### [Task goal]
Only the lines from the one with "Unable to reproduce" to the end of the records are wanted, each repeated exactly, both ends included.

START Provided material

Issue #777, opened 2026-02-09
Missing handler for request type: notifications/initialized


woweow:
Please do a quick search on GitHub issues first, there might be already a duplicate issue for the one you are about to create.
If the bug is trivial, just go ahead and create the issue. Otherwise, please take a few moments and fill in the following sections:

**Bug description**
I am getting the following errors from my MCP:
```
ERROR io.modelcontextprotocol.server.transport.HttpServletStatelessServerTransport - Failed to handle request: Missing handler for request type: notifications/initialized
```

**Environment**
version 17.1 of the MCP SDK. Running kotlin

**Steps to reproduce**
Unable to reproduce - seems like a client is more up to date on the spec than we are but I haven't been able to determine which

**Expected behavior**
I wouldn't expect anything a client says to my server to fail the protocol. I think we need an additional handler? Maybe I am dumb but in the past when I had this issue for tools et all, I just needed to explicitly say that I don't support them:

END Provided material

### [Result for this exercise]
Unable to reproduce - seems like a client is more up to date on the spec than we are but I haven't been able to determine which

**Expected behavior**
I wouldn't expect anything a client says to my server to fail the protocol. I think we need an additional handler? Maybe I am dumb but in the past when I had this issue for tools et all, I just needed to explicitly say that I don't support them:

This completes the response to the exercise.